PR #3567, opened 2019-09-28
[Spanner] Batch session create support

amanda-tarafa:
Adds support for  Batch Session create in Spanner. Can't be merged until batch affinity is supported by Grpc.Gcp (see [this issue](https://github.com/GoogleCloudPlatform/grpc-gcp-csharp/issues/25)).

@jskeet could you take a look an see if this is going in the right direction? 
Note that:
- Options for batch size and session creation requests are being used as I understood you last proposed but we might need to look further into this.
- Affinity configuration for batch create sessions is included in this PR but commented out, until supported by Grpc.Gcp.
- Some unit tests became slightly slower because of this PR, so their timeout had to be slightly increased.
- Integration tests are passing, which is somewhat surprising and means at least one of the following:
    - Session - channel affinity is desired but not mandatory.
    - We are testing with just one gRPC channel (will check this on monday).
    - We are lucky.


apis/Google.Cloud.Spanner.Data/docs/configuration.md
```diff
@@ -142,11 +142,23 @@ server, including retries. This setting is applied to calls to
 create, refresh and delete sessions, as well as beginning
 transactions.
 
-Applications rarely need to change this setting
+Applications rarely need to change this setting.
+
+**CreateSessionBatchMaximumSize**
```
jskeet: Maybe this should be CreateSessionMaximumBatchSize? That sounds better to me (in that it's the "maximum batch size" for "create session" but I could probably be convinced :)

apis/Google.Cloud.Spanner.V1/Google.Cloud.Spanner.V1/SessionPoolOptions.cs
```diff
@@ -162,18 +163,39 @@ public TimeSpan Timeout
...
         /// <para>
-        /// This value must be positive. The default value is 10.
+        /// This value must be positive. This value should always be greater than or equal to <see cref="CreateSessionBatchMaximumSize"/>
+        /// The default value is 50.
         /// </para>
         public int MaximumConcurrentSessionCreates
         {
             get => _maximumConcurrentSessionCreates;
-            set => _maximumConcurrentSessionCreates = GaxPreconditions.CheckArgumentRange(value, nameof(value), 1, int.MaxValue);
+            set => _maximumConcurrentSessionCreates = GaxPreconditions.CheckArgumentRange(value, nameof(value), CreateSessionBatchMaximumSize, int.MaxValue);
```
jskeet: There's a problem with having these preconditions - it means you can end up with an object initializer which is valid in one ordering and invalid in another.

If MaximumConcurrentSessionCreates is less than CreateSessionBatchMaximumSize, it just means we'll always use a single batch - that's not unreasonable, really.

apis/Google.Cloud.Spanner.V1/Google.Cloud.Spanner.V1/SessionPool.TargetedSessionPool.cs
```diff
@@ -48,15 +48,22 @@ internal sealed class TargetedSessionPool : SessionPoolBase
             // Tasks waiting for the pool to reach its minimum size or become unhealthy.
             private readonly LinkedList<TaskCompletionSource<int>> _minimumSizeWaiters = new LinkedList<TaskCompletionSource<int>>();
 
+            // The size of the last unhealthy batch.
+            // If 0, the pool is healthy.
             // Assume the pool is healthy to start with.
-            private int _healthy = 1;
-            private bool Healthy => Interlocked.CompareExchange(ref _healthy, 0, 0) == 1;
+            private int _lastUnhealthyBatch;
```
jskeet: Possibly `_lastUnhealthyBatchSize` to make it clear that it's the size? (Ditto the property.)

apis/Google.Cloud.Spanner.V1/Google.Cloud.Spanner.V1/SessionPool.TargetedSessionPool.cs
```diff
@@ -48,15 +48,22 @@ internal sealed class TargetedSessionPool : SessionPoolBase
...
+            private bool Healthy => Interlocked.CompareExchange(ref _lastUnhealthyBatch, 0, 0) == 0;
+            private int LastUnhealthyBatch => Interlocked.CompareExchange(ref _lastUnhealthyBatch, -1, -1);
 
             // The task (completion source) associated with shutting down the session pool, if any.
             // Note that this task has no cancellation token associated with it, even if the original call did.
             private TaskCompletionSource<int> _shutdownTask = null;
             private bool Shutdown => Interlocked.CompareExchange(ref _shutdownTask, null, null) != null;
 
+            // The task (completion source) associated with nursing the pool back to health, if any.
+            // The pool can only be being nursed back to health by at most one task at any give moment.
```
jskeet: Nit: give => given

apis/Google.Cloud.Spanner.V1/Google.Cloud.Spanner.V1/SessionPool.TargetedSessionPool.cs
```diff
@@ -242,10 +250,20 @@ private Task<PooledSession> GetSessionAcquisitionTask(ModeOneofCase transactionM
...
+                        // This means basically to try and nurse the pool back to health.
                     }
                 }
                 // Effectively the "else" block above, but outside the lock
-                return CreatePooledSessionAsync(cancellationToken);
+
+                // Just to hide the "await" here so we don't have to make this method async.
+                // Because we cannot await inside the lock, the only way to make this method
+                // async is to have it return Task<Task<PooledSession>> which is weird.
+                return Task.Run(async () =>
```
jskeet: I think we should be able to do this just by having an async method - I don't think we need Task.Run

apis/Google.Cloud.Spanner.V1/Google.Cloud.Spanner.V1/SessionPool.TargetedSessionPool.cs
```diff
@@ -242,10 +250,20 @@ private Task<PooledSession> GetSessionAcquisitionTask(ModeOneofCase transactionM
...
+                {
+                    await GetNursePoolBackToHealthTask(cancellationToken).ConfigureAwait(false);
+                    // If we reached this point the call above dind't fail and the pool is healthy.
```
jskeet: Nit: dind't => didn't (or make it "The nursing task succeeded and the pool is healthy"

apis/Google.Cloud.Spanner.V1/Google.Cloud.Spanner.V1/SessionPool.TargetedSessionPool.cs
```diff
@@ -518,44 +537,57 @@ private void StartAcquisitionTasksIfNecessary()
...
+                // How many more sessions do we need to create in order to get the pool to the minimum size, after satisfying
+                // pending callers, assuming that all the in-flight session requests succeed, and there are no more requests?
+                int newSessionsToSatisfyPool = (pendingAcquisitionCount + minPoolSize) - (poolSize + inFlightRequests);
+                // How many more sessions *can* we create without going over the maximum number of active sessions?
+                int maxPossibleNewSessions = maxActiveSessions - liveOrRequestedSessionCount;
+
+                int actualNewSessions = Math.Min(newSessionsToSatisfyPool, maxPossibleNewSessions);
+
+                // Now we need to know how many batch session create requests we need to make.
+                int partialBatchSize = actualNewSessions % createSessionBatchMaxSize;
```
jskeet: You could probably use Math.DivRem for this.

apis/Google.Cloud.Spanner.V1/Google.Cloud.Spanner.V1/SessionPool.TargetedSessionPool.cs
```diff
@@ -518,44 +537,57 @@ private void StartAcquisitionTasksIfNecessary()
...
+                int totalWholeBatches = actualNewSessions / createSessionBatchMaxSize;
 
-                int actualNewRequests = Math.Min(newRequestsToSatisfyPool, maxAvailableRequests);
+                for (int i = 0; i < totalWholeBatches; i++)
+                {
+                    Parent.ConsumeBackgroundTask(PrepareNewSessionsAsync(createSessionBatchMaxSize), "session creation");
+                }
 
-                for (int i = 0; i < actualNewRequests; i++)
+                if(partialBatchSize > 0)
```
jskeet: Nit: space after `if` (but irrelevant if the above suggestion is taken).

apis/Google.Cloud.Spanner.V1/Google.Cloud.Spanner.V1/SessionPool.TargetedSessionPool.cs
```diff
@@ -518,44 +537,57 @@ private void StartAcquisitionTasksIfNecessary()
...
+                int maxPossibleNewSessions = maxActiveSessions - liveOrRequestedSessionCount;
+
+                int actualNewSessions = Math.Min(newSessionsToSatisfyPool, maxPossibleNewSessions);
+
+                // Now we need to know how many batch session create requests we need to make.
+                int partialBatchSize = actualNewSessions % createSessionBatchMaxSize;
+                int totalWholeBatches = actualNewSessions / createSessionBatchMaxSize;
 
-                int actualNewRequests = Math.Min(newRequestsToSatisfyPool, maxAvailableRequests);
+                for (int i = 0; i < totalWholeBatches; i++)
```
jskeet: Alternative option for this - a single `while` loop, such as:

```csharp
// Renamed from actualNewSessions above
int remainingNewSessions = Math.Min(newSessionsToSatisfyPool, maxPossibleNewSessions);
while (remainingNewSessions > 0)
{
    int batchSize = Math.Min(remainingNewSessions, createSessionBatchMaxSize);
    Parent.ConsumeBackgroundTask(PrepareNewSessionsAsync(batchSize), "session creation");
    remainingNewSessions -= batchSize;
}
```

apis/Google.Cloud.Spanner.V1/Google.Cloud.Spanner.V1/SessionPool.TargetedSessionPool.cs
jskeet: Also, it's possible that the above succeeds because the pool is shutdown. Is that still okay?

apis/Google.Cloud.Spanner.V1/Google.Cloud.Spanner.V1/SessionPool.TargetedSessionPool.cs
```diff
@@ -518,44 +537,57 @@ private void StartAcquisitionTasksIfNecessary()
...
+                        {
+                            ReleaseInactiveSession(session, maybeCreateReadWriteTransaction: true);
+                        }
                     }
                     // Note: we expect this to always actually be an RpcException, but we don't want to end up unhealthy
                     // with a lot of 
                     catch (Exception e)
                     {
-                        Parent._logger.Warn(() => $"Failed to create session for {_databaseName}", e);
+                        Parent._logger.Warn(() => $"Failed to batch create sessions for {_databaseName}", e);
```
jskeet: Should this block set _lastUnhealthyBatch?

apis/Google.Cloud.Spanner.V1/Google.Cloud.Spanner.V1/SessionPool.TargetedSessionPool.cs
```diff
@@ -576,29 +608,96 @@ async Task PrepareNewSessionAsync()
...
+                        foreach (var session in sessions)
+                        {
+                            ReleaseInactiveSession(session, maybeCreateReadWriteTransaction: true);
+                        }
+
+                        // We have succesfully nurse the pool back to health.
+                        newTcs.TrySetResult(1);
+                    }
+                    // Note: we expect this to always actually be an RpcException, but we don't want to end up unhealthy
+                    // with a lot of
```
jskeet: Unfinished comment

apis/Google.Cloud.Spanner.V1/Google.Cloud.Spanner.V1/SessionPool.TargetedSessionPool.cs
```diff
@@ -576,29 +608,96 @@ async Task PrepareNewSessionAsync()
...
+                    // Note: we expect this to always actually be an RpcException, but we don't want to end up unhealthy
+                    // with a lot of 
+                    catch (Exception e)
+                    {
+                        // We couldn't nurse the pool back to health.
+                        newTcs.TrySetException(e);
+
+                        Parent._logger.Warn(() => $"Failed to batch create session for {_databaseName}", e);
+
+                        // If we are here it's because the pool was unhealthy, so we are not receiving and don't have
```
jskeet: I don't understand this comment. I suspect I could after reading more context, but if it can be expanded so I don't have to, that would be great :)

apis/Google.Cloud.Spanner.V1/Google.Cloud.Spanner.V1/SessionPool.TargetedSessionPool.cs
```diff
@@ -576,29 +608,96 @@ async Task PrepareNewSessionAsync()
...
+                    try
+                    {
+                        // Not using the cancellation token here so this can go on even if the caller cancels the call.
+                        var sessions = await CreatePooledSessionsAsync(LastUnhealthyBatch, CancellationToken.None).ConfigureAwait(false);
+                        foreach (var session in sessions)
+                        {
+                            ReleaseInactiveSession(session, maybeCreateReadWriteTransaction: true);
+                        }
+
+                        // We have succesfully nurse the pool back to health.
```
jskeet: Nit: nurse => nursed

apis/Google.Cloud.Spanner.V1/Google.Cloud.Spanner.V1/SessionPool.TargetedSessionPool.cs
```diff
@@ -576,29 +608,96 @@ async Task PrepareNewSessionAsync()
...
+                        newTcs.TrySetResult(1);
+                    }
+                    // Note: we expect this to always actually be an RpcException, but we don't want to end up unhealthy
+                    // with a lot of 
+                    catch (Exception e)
+                    {
+                        // We couldn't nurse the pool back to health.
```
jskeet: Possibly clarify this comment to say we want to propagate the exception to anyone waiting for the nursing task. (I was originally looking for a throw statement. I understand why there isn't one, but I didn't get it from this comment.)

apis/Google.Cloud.Spanner.V1/Google.Cloud.Spanner.V1/SessionPool.TargetedSessionPool.cs
jskeet: Ah, it looks like that's handled by CreatePooledSessionsAsync. It might be worth mentioning that here in a comment. (It's slightly odd for the logging to be separate from the update. Maybe we should move this log into CreatePooledSessionsAsync.

apis/Google.Cloud.Spanner.V1/Google.Cloud.Spanner.V1/SessionPool.TargetedSessionPool.cs
```diff
@@ -576,29 +608,96 @@ async Task PrepareNewSessionAsync()
                         minimumSizeWaiters.ForEach(tcs => tcs.TrySetException(e));
                     }
                 }
+            } 
+
+            private Task GetNursePoolBackToHealthTask(CancellationToken cancellationToken)
```
jskeet: I'm slightly nervous about this, just because it's a big new chunk of code. Was the previous code simpler because we could always just create a single new session?

apis/Google.Cloud.Spanner.Data/Google.Cloud.Spanner.Data.Tests/V1/SessionPoolTests.TargetedSessionPoolTests.cs
```diff
@@ -275,26 +277,26 @@ public async Task AcquireAsync_MaxActiveSessions_Fail()
             [Fact(Timeout = TestTimeoutMilliseconds)]
             public async Task AcquireAsync_MaxActiveSessions_Block()
             {
-                var pool = CreatePool(false);
-                var client = (SessionTestingSpannerClient)pool.Client;
-                pool.Options.WaitOnResourcesExhausted = ResourcesExhaustedBehavior.Block;
+                    var pool = CreatePool(false);
```
jskeet: Undo this extra indentation?

apis/Google.Cloud.Spanner.V1/Google.Cloud.Spanner.V1/SessionPool.TargetedSessionPool.cs
amanda-tarafa: Actually I think the previous code would have benefited from something like this as well. When the pool was unhealthy, we attempted to create a single new session for each caller trying to acquire a session. If these were "a lot" and depending on the options setup, we could have ended up either with more than the allowed number of sessions, or potentially "choking" with individual new session requests an already unhealthy pool/service. When creating sessions in batch, the chances of ending up with more sessions than allowed is greater, that's why I went this way. 
This method is really not that different from the `StartSessionCreationTasksIfNecessary.PrepareNewSessionsAsync` method, it does the same thing in different circumstances.
Does that sound good?

apis/Google.Cloud.Spanner.V1/Google.Cloud.Spanner.V1/SessionPool.TargetedSessionPool.cs
amanda-tarafa: Done

apis/Google.Cloud.Spanner.V1/Google.Cloud.Spanner.V1/SessionPool.TargetedSessionPool.cs
amanda-tarafa: I actually copied this one on purpose from `StartSessionCreationTasksIfNecessary.PrepareNewSessionsAsync`, it's unfinished there as well and I can't think of what to write next :)

apis/Google.Cloud.Spanner.V1/Google.Cloud.Spanner.V1/SessionPool.TargetedSessionPool.cs
amanda-tarafa: Done.

apis/Google.Cloud.Spanner.V1/Google.Cloud.Spanner.V1/SessionPool.TargetedSessionPool.cs
amanda-tarafa: Done.

apis/Google.Cloud.Spanner.V1/Google.Cloud.Spanner.V1/SessionPoolOptions.cs
amanda-tarafa: True, and I've hated when that has happened to me.
And true as well that is no big deal to remove that validation.

Done.

apis/Google.Cloud.Spanner.Data/docs/configuration.md
amanda-tarafa: Done

jskeet:
Thanks for addressing the comments - will look when I know I'll have at least half an hour of solid concentration :)

apis/Google.Cloud.Spanner.Data/Google.Cloud.Spanner.Data.Tests/V1/SessionPoolTests.TargetedSessionPoolTests.cs
amanda-tarafa: Done

apis/Google.Cloud.Spanner.V1/Google.Cloud.Spanner.V1/SessionPool.TargetedSessionPool.cs
```diff
@@ -518,45 +538,48 @@ private void StartAcquisitionTasksIfNecessary()
...
+                int maxPossibleNewSessions = maxActiveSessions - liveOrRequestedSessionCount;
 
-                for (int i = 0; i < actualNewRequests; i++)
+                int remainingNewSessions = Math.Min(newSessionsToSatisfyPool, maxPossibleNewSessions);
+                while (remainingNewSessions > 0)
                 {
-                    Parent.ConsumeBackgroundTask(PrepareNewSessionAsync(), "session creation");
+                    int batchSize = Math.Min(remainingNewSessions, createSessionBatchMaxSize);
+                    Parent.ConsumeBackgroundTask(PrepareNewSessionsAsync(batchSize), "session creation");
+                    remainingNewSessions -= batchSize;
```
skuruppu: It's possible that BatchCreateSessions will return fewer than the session count asked for. So I would do this computation in the callback in the async function below.

amanda-tarafa: I think we can actually do better. We can explicitly call StartSessionCreationTasksIfNecessary whenever a BatchCreateSession returns less sessions than requested. @jskeet, what do you think?

amanda-tarafa:
This is now rebased onto #3577.

apis/Google.Cloud.Spanner.V1/Google.Cloud.Spanner.V1/SessionPool.TargetedSessionPool.cs
```diff
@@ -36,7 +36,7 @@ internal sealed class TargetedSessionPool : SessionPoolBase
             // Read-only state
             private readonly object _lock = new object();
             private readonly DatabaseName _databaseName;
-            private readonly CreateSessionRequest _createSessionRequest;
+            private readonly BatchCreateSessionsRequest _batchCreateSessionRequest;
```
jskeet: It may be worth adding a comment to note that this should be cloned each time it's used.

apis/Google.Cloud.Spanner.V1/Google.Cloud.Spanner.V1/SessionPool.TargetedSessionPool.cs
```diff
@@ -518,45 +538,48 @@ private void StartAcquisitionTasksIfNecessary()
...
-                int actualNewRequests = Math.Min(newRequestsToSatisfyPool, maxAvailableRequests);
+                // How many more sessions do we need to create in order to get the pool to the minimum size, after satisfying
+                // pending callers, assuming that all the in-flight session requests succeed, and there are no more requests?
+                int newSessionsToSatisfyPool = (pendingAcquisitionCount + minPoolSize) - (poolSize + inFlightRequests);
+                // How many more sessions *can* we create without going over the maximum number of active sessions?
+                int maxPossibleNewSessions = maxActiveSessions - liveOrRequestedSessionCount;
 
-                for (int i = 0; i < actualNewRequests; i++)
+                int remainingNewSessions = Math.Min(newSessionsToSatisfyPool, maxPossibleNewSessions);
+                while (remainingNewSessions > 0)
```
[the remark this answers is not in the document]
jskeet: Yes, that seems reasonable. We may be able to do without a bunch of local variables that way, too.

apis/Google.Cloud.Spanner.V1/Google.Cloud.Spanner.V1/SessionPool.TargetedSessionPool.cs
jskeet: I think it's worth doing whatever is simplest here, to be honest. Do we know how often BatchCreateSessions returns fewer sessions than requested? If it's relatively rare, I'd be happy with "this can occasionally be inefficient, but will never result in session starvation".

apis/Google.Cloud.Spanner.V1/Google.Cloud.Spanner.V1/SessionPool.TargetedSessionPool.cs
jskeet: Okay, that sounds fine.

apis/Google.Cloud.Spanner.V1/Google.Cloud.Spanner.V1/SessionPool.TargetedSessionPool.cs
```diff
@@ -624,29 +719,33 @@ private async Task<PooledSession> CreatePooledSessionAsync(CancellationToken can
...
+                }
                 finally
                 {
                     // Atomically set _healthy and determine whether we were previously healthy, but only if either we've succeeded,
                     // or we failed for a reason other than cancellation. We don't want to go unhealthy just because a caller cancelled
                     // a cancellation token before we had chance to create the session.
                     if (success || !canceled)
                     {
-                        bool wasHealthy = Interlocked.Exchange(ref _healthy, success ? 1 : 0) == 1;
+                        bool wasHealthy = Interlocked.Exchange(ref _lastUnhealthyBatchSize, success ? 0 : batchSize) == 0;
```
jskeet: The comment in 733 needs to be updated too.

apis/Google.Cloud.Spanner.V1/Google.Cloud.Spanner.V1/SessionPool.TargetedSessionPool.cs
```diff
@@ -624,29 +719,33 @@ private async Task<PooledSession> CreatePooledSessionAsync(CancellationToken can
...
                             Parent._logger.Info(() => $"Session pool for {_databaseName} is now {(success ? "healthy" : "unhealthy")}.");
                         }
                     }
                     // If this call failed, we can make another attempt.
-                    if (!success)
-                    {
-                        Interlocked.Decrement(ref _liveOrRequestedSessionCount);
-                    }
-                    Interlocked.Decrement(ref _inFlightSessionCreationCount);
+                    // If it succeeded update the value with the actual sessions created.
```
jskeet: This comment suggests there should be an "if" here, which there isn't.
I think probably these two comments need to be rewritten along the lines of "update the state of the world to the new reality based on how many sessions were returned, which may be 0".

apis/Google.Cloud.Spanner.V1/Google.Cloud.Spanner.V1/SessionPoolOptions.cs
```diff
@@ -162,13 +163,32 @@ public TimeSpan Timeout
...
+        }
+
         /// <summary>
         /// The maximum number of session create operations allowed to occur simultaneously per session pool.
         /// Spanner has limits on the number of sessions that can be created concurrently without affecting performance.
         /// This value is not typically changed.
         /// </summary>
         /// <para>
-        /// This value must be positive. The default value is 10.
+        /// This value must be positive. The default value is 50.
```
jskeet: This feels odd to me. If we're using batches, I'd expect us to use *fewer* concurrent operations, not more.

amanda-tarafa:
@jskeet I think this is now ready for merge after review.
New changes included in the 4 last commits.
PTAL, thanks!

jskeet:
The AppVeyor tests have failed - could you have a look at the log and consider whether it's worrying?

amanda-tarafa:
On it.

amanda-tarafa:
It's a timeout, not of the FakeScheduller but of the actual test. I'll increase it some and push a new commit.

amanda-tarafa:
All green now. Not a worrying timeout, just that some unit tests might take a little longer, which is understandable since we have changed the way in which sessions are created.

apis/Google.Cloud.Spanner.V1/Google.Cloud.Spanner.V1/SessionPool.TargetedSessionPool.cs
```diff
@@ -537,48 +544,37 @@ private void StartSessionCreationTasksIfNecessary()
...
+                    // pending callers, assuming that all the in-flight session requests succeed, and there are no more requests?
+                    int newSessionsToSatisfyPool = (_pendingAcquisitions.Count + Options.MinimumPooledSessions) - (poolSize + InFlightSessionCreationCount);
+                    // How many more sessions *can* we create without going over the maximum number of active sessions?
+                    int maxPossibleNewSessions = Options.MaximumActiveSessions - liveOrRequestedSessionCount;
+
+                    int remainingNewSessions = Math.Min(newSessionsToSatisfyPool, maxPossibleNewSessions);
+                    while (remainingNewSessions > 0)
+                    {
+                        int batchSize = Math.Min(remainingNewSessions, Options.CreateSessionMaximumBatchSize);
+                        Parent.ConsumeBackgroundTask(PrepareNewSessionsAsync(batchSize), "session creation");
```
jskeet: I'm slightly nervous now, because we're calling PrepareNewSessionsAsync in the lock, which calls CreatePooledSessionsAsync in the lock... that's a lot of code (in terms of scope) to execute in the lock, and I'm worried that we might end up deadlocking.

It might be okay, but I wonder how feasible it would be to have a loop of "acquire lock, work out how many sessions to create, release lock, call into other code, loop again" until the number of sessions to create is 0? Feel free to argue against this, or to perhaps argue to do it in a separate PR.

apis/Google.Cloud.Spanner.V1/Google.Cloud.Spanner.V1/SessionPool.TargetedSessionPool.cs
```diff
@@ -673,7 +669,22 @@ private Task GetNursePoolBackToHealthTask(CancellationToken cancellationToken)
...
-                return newTcs.WithCancellationToken(cancellationToken);
+                return WithCancellationToken(newTcs, cancellationToken);
+
+                async Task WithCancellationToken(TaskCompletionSource<int> source, CancellationToken token)
+                {
+                    TaskCompletionSource<int> cancellable = new TaskCompletionSource<int>();
+                    token.Register(() => cancellable.TrySetCanceled());
+                    try
+                    {
+                        int dummyResult = await source.Task.ConfigureAwait(false);
```
jskeet: This doesn't propagate cancellation immediately - it'll still wait for the original task first. The final result will be the same, but with very different timing than what I'd expect. We might need a VC about this.

apis/Google.Cloud.Spanner.Data/Google.Cloud.Spanner.Data.Tests/V1/SessionPoolTests.TargetedSessionPoolTests.cs
```diff
@@ -299,6 +299,226 @@ public async Task AcquireAsync_MaxActiveSessions_Block()
...
+                Assert.Equal(13, stats.ActiveSessionCount);
+                Assert.Equal(3, stats.PendingAcquisitionCount);
+                Assert.Equal(0, stats.ReadPoolCount);
+                Assert.Equal(0, stats.ReadWritePoolCount);
+                Assert.Equal(13, stats.InFlightCreationCount);
+
+                // Make the create session tasks fail and notify the waiting callers.
+                await client.Scheduler.RunAsync(TimeSpan.FromSeconds(5));
+
+                int succesfulAcquisitions = 0;
```
jskeet: Nit: succesful => successful

apis/Google.Cloud.Spanner.Data/Google.Cloud.Spanner.Data.Tests/V1/SessionPoolTests.TargetedSessionPoolTests.cs
```diff
@@ -299,6 +299,226 @@ public async Task AcquireAsync_MaxActiveSessions_Block()
...
+            public async Task AcquireAsync_NursesBackToHealth()
+            {
+                var pool = CreatePool(false);
+                var client = (SessionTestingSpannerClient)pool.Client;
+                var options = pool.Options;
+
+                client.FailAllRpcs = true;
+                client.FailAllRpcsDelay = TimeSpan.FromSeconds(1);
+
+                // In total MinimumSizePool + 1 sessions will be created (or tried to in our case)
```
jskeet: Is the +1 because of the "trying to nurse back to health"? If so, that's probably worth saying in the comment.

apis/Google.Cloud.Spanner.Data/Google.Cloud.Spanner.Data.Tests/V1/SessionPoolTests.TargetedSessionPoolTests.cs
```diff
@@ -299,6 +299,226 @@ public async Task AcquireAsync_MaxActiveSessions_Block()
...
+                // pool to become healthy first.
+                Assert.Equal(0, stats.PendingAcquisitionCount);
+                Assert.Equal(0, stats.ReadPoolCount);
+                Assert.Equal(0, stats.ReadWritePoolCount);
+                // Nursing back to health attempts to create the last failed batch.
+                // That will be either a batch of maximum size or a smaller batch with the remainder
+                // whichever failed last.
+                Assert.True(stats.InFlightCreationCount == 5 || stats.InFlightCreationCount == 1);
+
+                // Run enough to have the pool become healthy and all the requested sessions acquiered.
```
jskeet: Nit: acquiered => acquired

apis/Google.Cloud.Spanner.V1/Google.Cloud.Spanner.V1/SessionPoolOptions.cs
jskeet: Ping on this.

apis/Google.Cloud.Spanner.V1/Google.Cloud.Spanner.V1/SessionPool.TargetedSessionPool.cs
jskeet: Okay. Let's defer to another PR. Maybe add a TODO?

(My main cause for concern is that reasoning about how much work happens in the lock is really tricky when it calls async methods, due to the "execute synchronously until the first await that needs to pause" aspect. It's odd to have "this code is sometimes executed in the lock and sometimes not".)

amanda-tarafa: Adding a TODO.
(And agree with your concern as well, I'll start a PR straight away to refactor)

apis/Google.Cloud.Spanner.V1/Google.Cloud.Spanner.V1/SessionPoolOptions.cs
amanda-tarafa: Done here and in configuration.md as well.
______________________________
• _What the task requires_: Exactly repeat the lines running from the top of the listing to the line bearing "- Session - channel", both of those lines included, and only them.

• _Written response_:
PR #3567, opened 2019-09-28
[Spanner] Batch session create support

amanda-tarafa:
Adds support for  Batch Session create in Spanner. Can't be merged until batch affinity is supported by Grpc.Gcp (see [this issue](https://github.com/GoogleCloudPlatform/grpc-gcp-csharp/issues/25)).

@jskeet could you take a look an see if this is going in the right direction? 
Note that:
- Options for batch size and session creation requests are being used as I understood you last proposed but we might need to look further into this.
- Affinity configuration for batch create sessions is included in this PR but commented out, until supported by Grpc.Gcp.
- Some unit tests became slightly slower because of this PR, so their timeout had to be slightly increased.
- Integration tests are passing, which is somewhat surprising and means at least one of the following:
    - Session - channel affinity is desired but not mandatory.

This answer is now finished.